Micromachined Joule–Thomson cooling for long-time and precise thermal management

Abstract

Efficient thermal management is essential for low-temperature optoelectronic devices. Traditional liquid nitrogen (LN2) cooling presents challenges such as frequent replenishment needs and limited operational duration. This study introduces micromachined Joule–Thomson (MJT) cooling as a superior alternative for temperature regulation in optoelectronic devices. We evaluated the thermal and optical performance of MJT cooling for a CdSe/ZnS quantum dot (QD) sample within a temperature range of 120–300 K. Thermal analysis showed that with a single 50 l nitrogen refill, the MJT system can operate continuously for over one week, surpassing the LN2 system by 11 times. The temperature stability was affected little by laser irradiation, with a <0.2 K rise at 5 mW of laser power. In addition, the MJT cooling led to an average blueshift of 1–3 meV in the emission peak of QDs and 0.3–2.3 meV reduced spectral broadening compared to LN2, attributed to a smaller sample-to-cold-stage temperature gap of about 8–9 K in the MJT setup.

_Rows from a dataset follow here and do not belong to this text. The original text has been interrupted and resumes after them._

PR #1293, opened 2026-07-31
refactor(edge-functions): centralize HTTP response construction into lib/response.ts

sidwebworks:
## What does this PR do?

Centralizes HTTP response construction for all 40 Supabase edge functions behind a single `lib/response.ts` (`corsPreflight` / `jsonResponse` / `errorResponse` / `isDataLayerError`), replacing ~179 hand-rolled `new Response(...)` calls and pinning one wire contract the apps already read (`{ message }` + non-2xx on failure). Along the way it fixes real bugs the drift had accumulated: ~20 `JSON.stringify(err)` sites that shipped `"{}"` now surface the real message, `embedding` responses gain their missing CORS headers, `create` gets a top-level try/catch so an invalid payload / permission failure returns a proper `400`/`500` with headers instead of a bare CORS error, and `export-company`'s non-Error `[object Object]` body is fixed. `errorResponse` structurally sanitizes data-layer errors (Postgres / Postgrest / node-pg / Zod — by class/shape, never message text) so raw SQL never reaches a toast, while every authored `throw new Error(...)` still surfaces. Net −503 lines; every status code, implicit-200, the 4 protected binary/string responses, and `mrp`'s nested try/catch are preserved byte-for-byte.

- No linked issue — internal refactor prompted by 13× copy-pasted error blocks in `create/index.ts`.

## How should this be tested?

These files are Deno and are not covered by repo CI (not in `tsconfig` include or `biome` includes), so gates are local. From `packages/database/supabase/functions/`:

- `deno test --no-lock` — 97 pass (8 existing suites + a new 18-case `lib/response.test.ts`, including a sanitizer test proving classification is structural, not text-matching).
- `deno check --no-lock <file>` — per-file type-error counts unchanged vs the pre-refactor baseline for every touched file (no regressions).
- Grep invariants: exactly 8 residual `new Response` (the protected binary/string allowlist), `corsPreflight` adopted in 38 files, `corsHeaders` import surviving in exactly 3.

The standard deviations of peak energy and FWHM are in the order of E − 1 meV magnitude, demonstrating a comparable thermal uniformity compared to LN2. The vibration spectra obtained for both vertical and horizontal directions reveal the superior low-vibration characteristics of MJT cooling. These findings validate MJT cooling as a superior and reliable strategy for the thermal management of optoelectronics, ensuring prolonged operational durations, reliable temperature stability, enhanced temperature precision, high thermal homogeneity, and low vibrations.